Too long has organized labor suffered from the treachery of the dictatorial Gompers machine.

Too long has revolutionary Russia had to suffer the foul abuse of these spiritual cripples who "represent" Labor.

In Canada we have suffered too long such a spectacle as Moore and Halford linking up the Trades Congress to the yellow Amsterdam International without experiencing the slightest organized opposition from the militants.

History is With Us

In our struggle to change this state of affairs, history is with us. Capitalism is today in mortal agony. The character of the labor movement throughout the world is changing, becoming militant. Even the "Anglo-Saxon Temperament," supposedly so conservative and constitutional, is no exception. It is giving way to the "Anglo-Saxon Temperament" of the great Chartist days. British Imperialism is no longer able to bribe the upper layers of the working class. Consider the susceptibility of our own workers of the Canadian West to the general mass strike.

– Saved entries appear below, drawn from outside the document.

PR #2773, opened 2026-07-29
docs(var): Add MMM-VAR joint optimisation routine.

thomaspinder:
## Description

This PR demonstrates how the independent posterior artefacts of a MMM and a VAR may be considering simultaneously within a budget optimisation routine. 

## Checklist
- [x] Checked that [the pre-commit linting/style checks pass](https://www.pymc-marketing.io/en/latest/contributing/index.html). Feel free to comment [`pre-commit.ci autofix` to auto-fix](https://pre-commit.ci/#configuration-autofix_prs).
- [ ] Included tests that prove the fix is effective or that the new feature works
- [x] Added necessary documentation (docstrings and/or example notebooks) using [numpydoc format](https://numpydoc.readthedocs.io/en/latest/format.html).
- [ ] If you are a pro: each commit corresponds to a [relevant logical change](https://wiki.openstack.org/wiki/GitCommitMessages#Structural_split_of_changes)

----
📚 Documentation preview 📚: https://pymc-marketing--2773.org.readthedocs.build/en/2773/

PR #2786, opened 2026-07-31
Remove merge queue support from CI workflows

daimon-pymclabs:
Drops the `merge_group:` trigger from `test.yml`, `test_notebook.yml`, `pypi.yml`, and `docs.yml` so CI no longer runs in merge-queue context.

**This PR alone does not disable the merge queue.** The queue is a branch-protection setting on `main`, not a file in the repo, so it has to be turned off in the repo settings ("Require merge queue" under the `main` protection rule).

Order matters: turn the setting off first, then merge this. If the workflows lose their `merge_group` triggers while the queue is still required, the required checks (`all_tests`, `build source distribution check`) never report in queue context and every entry stalls until it times out. There are 3 PRs in the queue right now.

----
📚 Documentation preview 📚: https://pymc-marketing--2786.org.readthedocs.build/en/2786/


juanitorduz:
@williambdean do you also want to remove this from the branch rule?

daimon-pymclabs:
@juanitorduz yes — and it has to come first, not after. The branch rule is the half of this that isn't in code, and Bugbot's medium-risk note above is the same point: while "Require merge queue" is still on for `main`, dropping the `merge_group:` triggers means a queued PR builds a `gh-readonly-queue/...` ref that no workflow reacts to, so `all_tests` and `build source distribution check` never report in queue context and the entry sits there until it times out.

The queue is definitely still live, so this isn't hypothetical — #2773 ran Test/Docs/PyPI on `gh-readonly-queue/main/pr-2773-8de81b8` at 07:30 today, and #2770 was merged by `github-merge-queue[bot]` at 07:42.

So the order is: turn off "Require merge queue" on the `main` branch rule (and `v1.0.0` if it's set there too), let the queue drain, then merge this. I don't have admin on the repo so I can't flip the setting — @williambdean or you would need to. Happy to leave this PR sitting until that's done.

juanitorduz (approved):

williambdean:
let's try it out!

daimon-pymclabs:
@williambdean this got auto-removed from the queue at 12:33 UTC "due to no response for status checks," which is the failure mode from my comment above rather than a flake. The branch still has the `merge_group:` triggers deleted, so when the queue built the `gh-readonly-queue/main/pr-2786-...` ref no workflow reacted to it, `all_tests` and `build source distribution check` never reported in queue context, and the entry timed out.

Requeuing will do the same thing every time. The order has to be:

1. Turn off "Require merge queue" in the `main` branch rule.
2. Merge this PR normally. The `pull_request` runs are green and are the ones branch protection will be reading once the queue requirement is gone.

Doing it the other way round is what we just watched. Happy to rebase if it has gone stale by the time the rule is off.

daimon-pymclabs:
Third auto-removal just now (18:17 UTC), same cause as the two before it. Enabling auto-merge does not change anything here: auto-merge still routes the PR through the queue, so it will keep timing out on status checks that no workflow can report while `merge_group:` is deleted on this branch. Nothing in CI can fix this from the PR side.

The one blocking step is a repo setting nobody has flipped yet: turn off "Require merge queue" in the `main` branch ruleset, then merge normally against the green `pull_request` runs. @juanitorduz @williambdean, one of you has admin on the ruleset.

Separately, the failing `build` (docs) check is unrelated to this PR. The artifact shows a single warning, `failed to reach any of the inventories`, i.e. a transient intersphinx fetch under `-W`. Docs are green on `main` and this branch only edits workflow triggers, so it is a flake and a rerun should clear it.

Issue #2732, opened 2026-07-14
Remove `model_config.py` Prior class `DeprecationWarning`?


ColtAllen:
https://github.com/pymc-labs/pymc-marketing/blob/v1.0.0/pymc_marketing/model_config.py#L154

This deprecation warning resides in the last conditional block of the following code snippet:

```python
        # Skip deserialization for other non-dict types (strings, numbers, etc.)
        # These are not distribution configurations
        if not isinstance(prior_config, dict):
            return prior_config

        try:
            dist = deserialize(prior_config)
        except Exception as e:
            parse_errors.append(f"Parameter {name}: {e}")
        else:
            msg = (
                f"{name} is automatically converted to {dist}. "
                "Use the Prior class to avoid this warning."
            )
            warnings.warn(msg, DeprecationWarning, stacklevel=2)

            return dist
```

It raises errors when the old condition is specified for priors:

`new_prior = {"a": {"dist": "HalfNormal", "kwargs": {"sigma": 2}}}`

These warnings are still occasionally being raised despite some tests which specifically check for them, and may be related to https://github.com/pymc-labs/pymc-marketing/issues/846.

There are significant API changes in `v1.0.0` Should this `DeprecationWarning` logic be removed?

ColtAllen:
Closed as completed by https://github.com/pymc-labs/pymc-marketing/pull/2789

PR #2789, opened 2026-07-31
Remove deprecated `Prior` module

ColtAllen:
## Description

The `Prior` class for defining priors was originally created in `pymc-marketing`, but now resides in `pymc-extras`. This PR removes the dead code as well as support for the old model config spec, which the library at large moved away from about two years ago. If a user tries to use the old spec, an informative error message is raised. 

## Related Issue

- [ ] Closes https://github.com/pymc-labs/pymc-marketing/issues/2732
- [ ] Related to #

## Checklist

----
📚 Documentation preview 📚: https://pymc-marketing--2789.org.readthedocs.build/en/2789/


daimon-pymclabs:
Summary of my earlier review as a concrete checklist.

### Must fix

1. **`pymc_marketing/model_builder.py:412`**: guard the new `class`/`data` branch in `_model_config_formatting` with `try/except DeserializableError` and fall back to `_format(value)`. Right now any saved `model_config` containing an unrelated dict with a string `class` key *and* a `data` key gets routed to `deserialize()` and makes the model unloadable instead of falling through to recursion. `test_non_prior_mapping_with_class_key_unchanged` uses `{"class": "premium", "tier": 2}`, which has no `data` key, so it doesn't cover this.
2. **`pymc_marketing/mmm/builders/factories.py`**: wrap `resolve`/`deserialize` in `build` and re-raise with the offending config key attached. `tests/mmm/builders/test_yaml.py` now expects a bare `DeserializableError` where it previously expected `ModelConfigError`, which named every bad key (`Parameter alpha: ...`). YAML is the entry point most likely to be hand-edited, so it's the worst place to lose the parameter name.
3. **`pymc_marketing/pie/model.py:219-222`**: call `parse_model_config` here, or move `check_legacy_prior_spec` into the base `__init__`. `check_legacy_prior_spec` only runs inside `parse_model_config`, and this path passes `model_config` straight to `super().__init__`, so a legacy dict prior still dies with the opaque downstream failure this PR exists to replace.
4. **`parse_model_config` / `CLVModel.__init__`**: add a `**kwargs` guard that raises the migration-style message for `non_distributions`. Currently callers get a bare `TypeError: unexpected keyword argument`, which is inconsistent with the PR's own thesis of "fail with a migration hint, not an opaque error."

### Should fix

5. Use `deserialize` uniformly in `_model_config_formatting`. The `dist` branch uses `Prior.from_dict` while the `class` branch uses `deserialize`; `deserialize` handles both and also picks up the `special_priors` registrations. Related: move the function-local `deserialize`/`Prior` imports to module top unless there's a circular-import reason.
6. Move `register_deserialization(is_alternative_prior, ...)` out of `mmm/builders/factories.py` into `special_priors.py` or `serialization.py`. Import-time mutation of the registry from a build-machinery module is awkward when those two modules already own that role, and `tests/test_prior.py` importing `factories` "to register custom deserializers" makes it visible. That test file is also now misnamed: it tests the YAML alt-prior deserializer and belongs under `tests/mmm/builders/`.
7. Finish the locale cleanup. The top-level `pymc_marketing.prior.*.po` files are deleted, but 18 files remain under `locales/es/LC_MESSAGES/api/generated/classmethods/pymc_marketing.prior.*`, and `locales/es/LC_MESSAGES/api/index.po:146` still carries the `prior` autosummary entry that `docs/source/api/index.md` just lost.
8. **`pymc_marketing/clv/models/gamma_gamma.py:416`**: `{dist: 'HalfCauchy', kwargs: {}}` became `Prior("HalfCauchy", beta=1)`, silently gaining a parameter. Confirm that's intended. Both rewritten docstring examples also use `Prior` without an import line in the snippet.
9. Restore the `Prior class` rule in `.github/labeler.yml`, or delete the label from the repo. The label still exists and is applied to this PR.

### PR description / release notes

10. Call out that `parse_model_config` is now a much weaker validator. `{"dis": "Normal"}`, `"gamma": "Completely wrong"`, and any typo'd key pass through silently and fail later. This looks intentional (the "Parsing with an error" docstring section and `test_parse_model_config_catches_errors` both go away), but `ModelConfigError` now has exactly one trigger and that's worth stating.
11. Call out that `from pymc_marketing.prior import Prior` never emitted a runtime `DeprecationWarning`, so users go straight from a working import to `ModuleNotFoundError`. Defensible for a major, but there's no migration or breaking-changes page under `docs/source/`, and this PR removes three public surfaces at once: the module, the dict config format, and `non_distributions`.

### Verified, not problems

- The JSON round-trip holds. `Prior.from_dict` converts `dims` list to tuple and kwarg lists to `np.array` (pymc-extras `prior.py:1140-1153`), so the new `dist` branch preserves the semantics the old generic-dict recursion provided. No equality or dtype regression for multi-dim priors with array kwargs.
- The `mv_its` fix is the right target: it builds `attrs_to_init_kwargs` from scratch rather than calling `super()`, making it the only override that was missing `_model_config_formatting` (`mmm.py` and `maxdiff.py` already call it, `pie` goes through `super()`).
- No deserializer clash from the tightened `is_alternative_prior`: every `special_priors` predicate keys on `"special_prior"`, not `"distribution"`.
- No `non_distributions` or `pymc_marketing.prior` references left in code, docs, or notebooks. `"removed in v1.0.0"` matches `__version__ = "1.0.0.dev0"`. No unused imports left behind.

ColtAllen:
All nine code/docs items in https://github.com/pymc-labs/pymc-marketing/pull/2789#issuecomment-5170574978 are done and verified. Summary:

**Must fix**
1. **`model_builder.py`** — the `class`/`data` branch is now guarded with `try/except DeserializableError` and falls back to recursion. `{"class": "premium", "data": {"tier": 2}}` survives unchanged instead of making the model unloadable.
2. **`factories.py`** — a `_naming(key)` context manager wraps every `resolve`/`deserialize` call in `build`, re-raising as `ModelConfigError`. The YAML fixtures now fail with `Parameter intercept: …` and `Parameter likelihood: …`; `test_yaml.py` asserts on that message again rather than a bare exception type.
3. **`pie/model.py`** — calls `parse_model_config` after `super().__init__`, following the `CLVModel` precedent. A legacy dict prior now raises the migration hint at construction.
4. **`model_config.py` / `CLVModel.__init__`** — a shared `_reject_removed_parameters` guard raises `ModelConfigError` naming `non_distributions`; unrelated stray keywords still get `TypeError`.

**Should fix**

5. Both `dist` and `class` branches go through `deserialize` now, imported at module top. This also picks up the `special_priors` registrations that `Prior.from_dict` rejects with `KeyError` — covered by a new test.
6. `is_alternative_prior` / `deserialize_alternative_prior` / `register_deserialization` moved to `special_priors.py`; `factories.py` imports it for the side effect. `tests/test_prior.py` merged into `tests/test_special_priors.py` and deleted.
7. 18 locale files deleted, plus the `prior` autosummary entry at `api/index.po:146`. Left the `*sample_prior*` / `special_priors` files alone — unrelated APIs matching on substring.
8. `Prior("HalfCauchy", beta=1)` → `Prior("HalfCauchy")` in the `GammaGammaModelIndividual` example; `from pymc_extras.prior import Prior` added to both snippets. The sibling `GammaGammaModel` keeps `beta=1` — that one matches its original `kwargs: {"beta": 1}`.
9. No labeler change (the rule's only glob pointed at the deleted file).

**Verification:** 379 tests pass across the affected suites, plus the full 295-test CLV suite; `pre-commit` clean (ruff, ruff-format, mypy). An end-to-end save/load round trip with `Censored` + a multi-dim `Prior` with array kwargs + `LogNormalPrior` + a plain `class`/`data` mapping in one config restored all four correctly (`dims=('channel',)`, `mu=array([1., 2.])`) — that scratch script is deleted.

**Two things need you:**
- [[sandbox/pr-notes-addendum.md](https://claude.ai/epitaxy/sandbox/pr-notes-addendum.md)](sandbox/pr-notes-addendum.md) has the items 10/11 text to paste into the PR description — no `gh` CLI in this environment, so I couldn't post it.
- Delete the "Prior class" label from repo settings.

juanitorduz (approved):
thanks @ColtAllen !

ColtAllen:
Thanks @juanitorduz !

@carlosagostini a lot of `locales/` translation files get deleted in this PR; is this worth posting a follow-up issue?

The Activities of the Workers Party

But though history is with us we must be careful not to bungle the part in events that history has assigned to us. Although we live in an epoch of the collapse of capitalism and the social revolution, it is not enough to proclaim the principles of proletarian dictatorship and workers’ power if we hope to succeed in rallying the masses to fight for these principles. We must beware of turning these principles into abstract formulae.

The Socialist parties on this continent have not in the past carried on consistent political activity. The S.P. of C. has mistaken a study circle for a political party and courses of lectures on Marx’s Capital for revolutionary activity. The S.P. of A. and the I.L.P. have aped bourgeois respectability and considered electioneering as the highest form of political action. The Workers’ Party wants neither the village chapel atmosphere of the S.P. of C. nor the "democratic" conceptions of the S.P. of A.

The Workers’ Party will strive to be a party of action – a party of the masses. Revolutionary political activity to us means disciplined work in the labor unions, agitation in election campaigns, agitation from the floor of Parliament, mass demonstrations, organization of the unemployed, and participation in the everyday struggles of the working class. For we realize that only through their mass experiences with the Capitalist dictatorship in the everyday struggle will the working class be rallied by its vanguard to the struggle for proletarian dictatorship. The struggle for power will inevitably grow out of the struggle for bread.

The United Front of Labor

The Workers’ Party recognizes that in face of the great offensive of Capital unity has become a matter of life and death for the working class. The Workers’ Party has arisen from sheer necessity. No other political force has hitherto proved capable or even expressed a sincere desire to establish a united front of the toilers against the incessant predations of vested interests. To establish that united front will be the great mainspring of our activity. The establishment of a united front is the great immediate task to which the Workers’ Party is dedicated.

If, therefore, we work steadily along the lines mapped out by our program, there is no reason why we should not one year from now be able to report substantial progress in our endeavor to become a integral part of the Canadian Labor Movement and to make the Canadian Labor Movement an integral part of the revolutionary movement of the world.

Long live the Workers Party of Canada!